Start by reading the help pages of functions that you already understand. This
will teach you how to understand the structure of the pages and will familiarize
you with the jargon. As you use **R** you will likely need other, more
complicated functions, so reading more help pages will happen almost naturally.

Keep in mind that help pages explain the code, not the underlying concepts. If
you don't know what it means to round a number, reading the documentation for
`round()` will not help you.
:::

<!--
Now that we know how to get help, we can move on to more advanced stuff.
--> 

Until now, the console satisfied all our coding needs. But if we wanted to reuse
a command from before, we would have to either rewrite it from scratch, or look
tediously through our command history in the "Environment-History-Connections"
window. Besides, once we close this session in **R**Studio, all of our work will
be gone, like tears in the rain. It would be much better if we wrote our code in
a place where we can easily review and modify it.

## Working with scripts

A script is a plain text file where we write our code. With a script we can
edit, proofread, and reuse code; we can easily write multi-line code (which is
cumbersome to do in the console); and we can save our code so we can come back
to it later or share it with others. I think the best way to code in **R** is to
use a script, and I strongly suggest you always use one. 

To open a script, click on `File > New File > R script` in the menu bar on the upper left-hand side of the screen.

[![A screen with a new script](./images/new_script_screen.jpg)](./images/new_script_screen.jpg)

We can run a line of code in the script using the `Run` button in the upper
right-hand side of the script window (see picture below). **R** will run
whichever line of code your cursor is on. We can also run all of the code in the
script by clicking the `Source` button that's next to `Run`. I find that
clicking buttons is slow, so I use a keyboard shortcut for running a line of
code: `Control + Enter` in Windows and Linux; `Command + Enter` in Mac.

[![Buttons for running code](./images/run_code_buttons_edited.jpg)](./images/run_code_buttons_edited.jpg)

To save your script, you can click on the blue square^[Young reader, this square
is a [floppy disk](https://en.wikipedia.org/wiki/Floppy_disk); not-so-young 
reader, I feel your pain.] right below the tab with the script name. The first 
time you save your script, **R** will ask you to choose a name and a location 
to save your file in. I strongly suggest that you pick a name and a location 
that you will remember easily in the future.
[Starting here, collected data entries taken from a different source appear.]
PR #88, opened 2018-04-18
Display facet results in filter pane

mbenadda:
Simply take the orgs & subjects from facets we received from the server and display them along with the proper count (if available) in the left sidebar.

NB: this required a slight API change to avoid overcomplicating things on the client side.

### DIFF
--- a/richie/js/components/searchFilterGroupContainer/searchFilterGroupContainer.tsx
+++ b/richie/js/components/searchFilterGroupContainer/searchFilterGroupContainer.tsx
@@ -2,7 +2,7 @@ import values from 'lodash-es/values';
 import { connect } from 'react-redux';
 
 import { RootState } from '../../data/rootReducer';
-import FilterDefinition from '../../types/FilterDefinition';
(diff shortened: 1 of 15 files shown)


richie/js/components/searchFilterGroupContainer/searchFilterGroupContainer.tsx
```diff
@@ -15,16 +15,16 @@ const hardcodedFilters: { [machineName: string]: FilterDefinition; } = {
     humanName: 'Language',
```
sampaccoud: have you thought of i18n?

mbenadda: There's a Trello card for it (https://trello.com/c/ax6JbVfZ/74-manage-i18n-in-ts-tsx-files) but I think now that the project is public it's better to create issues so here it is: https://github.com/openfun/richie/issues/89

Right now I think it's better to move the features forward as fast as we can but it will soon be time to take care of this. I have already done some rough work on this.

Issue #90, opened 2018-04-18
Use TypeScript's `strict` mode


mbenadda:
TypeScript has a `strict` mode (nothing to do with the browser's) that enables stricter compilation errors, and will evolve over time as new, more stringent compiler options are added in. 

Right now it already enables a bunch of options we did not manually enable (https://www.typescriptlang.org/docs/handbook/compiler-options.html), the most significant of which is `strictNullChecks`.

We'll have to do some cleaning up after we enable it but it should help avoid errors.

jmaupetit:
Fixed in #91

PR #91, opened 2018-04-21
Use typescript strict mode

mbenadda:
As we talked about @sampaccoud I updated `tsconfig.json` in order to enable strict mode. This of course required some changes to the code to still compile (and did catch some potential errors).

Moving forward, I will write all my code in a script and will assume you are
doing the same. Trust me, it's for your own benefit.
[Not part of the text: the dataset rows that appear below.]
PR #96, opened 2018-04-26
Update configurations to run Richie on OpenShift

jmaupetit:
## Purpose

To run Richie in various environments for various clients on OpenShift, we need to be able the add flexibility in some settings, particularly the `ALLOWED_HOSTS` setting.

## Proposal

We decided to get the `ALLOWED_HOST` value from the environment, because it's easily manageable thanks to Ansible & OpenShift.

### DIFF
--- a/richie/settings.py
+++ b/richie/settings.py
@@ -261,8 +261,15 @@ class ContinuousIntegration(Test):
 
 
 class Production(Base):
-    """Production environment settings"""
-    pass
+    """Production environment settings
+
+    You must define the DJANGO_ALLOWED_HOSTS environment variable in Production
+    configuration (and derived configurations):
+
+    DJANGO_ALLOWED_HOSTS="foo.com,foo.fr"
+    """
+
+    ALLOWED_HOSTS = values.ListValue(None)
 
 
 class Staging(Production):
--- a/richie/settings.py
+++ b/richie/settings.py
@@ -272,6 +272,15 @@ class Production(Base):
     ALLOWED_HOSTS = values.ListValue(None)
 
 
+class Feature(Production):
+    """
+    Feature environment settings
+
+    nota bene: it should inherit from the Production environment.
+    """
+    pass
+
+
 class Staging(Production):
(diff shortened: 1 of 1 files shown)


sampaccoud:
My first thoughts were: we should do configuration the same way as for edxapp ie one yaml setting file and one yaml credential file.

Then I remembered that we are using django-configuration and maybe it is only working with environment variables? How do you plan to set environment variables? I think we can still have a setting file in configMap that we mount as environment variables in the container. Is it what you have in mind?

jmaupetit:
For this particular setting, this env var is set in the DC and initialized with: `{{ project_name }}-richie.{{ domain_name }}`. Sensible settings will be set in a ConfigMap loaded as a Docker `env_file` (not tested yet).

jmaupetit:
I think I was unclear/mistaken in my explanations. Let me try to clarify what I have in mind:

1. This PR makes the `ALLOWED_HOSTS` setting **configurable** via an environment variable for `Production` instances (& derived). More PRs are about to come to make things easily configurable _via_ environment variables.
2. This environment variable value (and others) will be **set** in a vaulted file treated as an OpenShift Configuration Map, hence managed by Arnold and version tracked in Matsuo.
3. In Richie's OpenShift Deployment Configuration, we will use this file as an env_file injected in Richie's pod (container).

To me, there is no need to make things over-complicated as they are `edxapp`. Using environment variables for configuration is a standard, and by doing so, Richie will not be bound to Matsuo, Arnold, or any deployment tool. WDYT?

sampaccoud:
Yes! I'm in line with this.

Just one detail: this particular setting could be in the "not vaulted" setting file as it is not secret.

The idea is to only vault the settings that are credentials because it wil be easier to consult the functional settings if they are not vaulted.

jmaupetit:
> Just one detail: this particular setting could be in the "not vaulted" setting file as it is not secret.

True. I made a mistake, particularly since it will be set via an Ansible template.

PR #107, opened 2018-05-01
Pluralize resource names across back & front code

### LINKED ISSUE #95: Resource names should be consistent throughout the project
## Expected behavior

Resources have a canonical name that is reused throughout all the places where their name is expressed as a string, such as URL routes, keys in objects or serializable elements, etc.

## Actual behavior

Resources are named by their plural or singular forms alternatively, eg.
- `organization` in API routes, client state keys, facet names...
- `organizations` in foreign keys on eg. courses, in API filters...

## Proposed solution

Standardize on the plural form as suggested by https://swaggerhub.com/blog/api-design/api-design-best-practices/.

This will prevent us from running into issues due to inconsistent naming and having to transform singulars into plurals and plurals into singulars when reaching for a resource using its name in different places.

mbenadda:
## Purpose

As discussed in #95, we need to make resource names consistent across the project so we don't have to convert between singular/plural form.

## Proposal

Pluralize resource names across the board so everything fits together nicely. We've only left out case when it makes no sense to pluralize, for exemple a single record type names or a single record passed through a prop

- [x] Pluralize resource names throughout backend code...
- [x] ... and throughout frontend code

Fixes #95

### DIFF
--- a/apps/search/description.apib
+++ b/apps/search/description.apib
@@ -44,7 +44,7 @@ A single subject as saved in our ElasticSearch index. Includes a small subset of
 # Group Course
 Course-related resources for the richie search API.
 
-## GET /course/{course_id}
+## GET /courses/{course_id}
 A single course object. Access through this API is read-only (and thus GET only) as we're interacting with ElasticSearch and not the underlying model.
 
 See the Course data structure for more information.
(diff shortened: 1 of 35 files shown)


jmaupetit:
One small thing: it appears that `apps/search/tests/test_viewsets_courses.py` should be reformatted with `black`. Once done, ship it!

Now that we know how to preserve our hard-gained code, we can do more
elaborate work. Previously we worked with one number at the time. But we can
also work with groups of numbers (and of other stuff) by using something called
"vectors".

## Working with vectors

In **R**, an ordered group of numbers is called a vector. To create a vector of
numbers, we need to use the function `c()` (short for "combine"). The arguments
of `c()` are the numbers you want to use in the vector, in the order you want to
use them.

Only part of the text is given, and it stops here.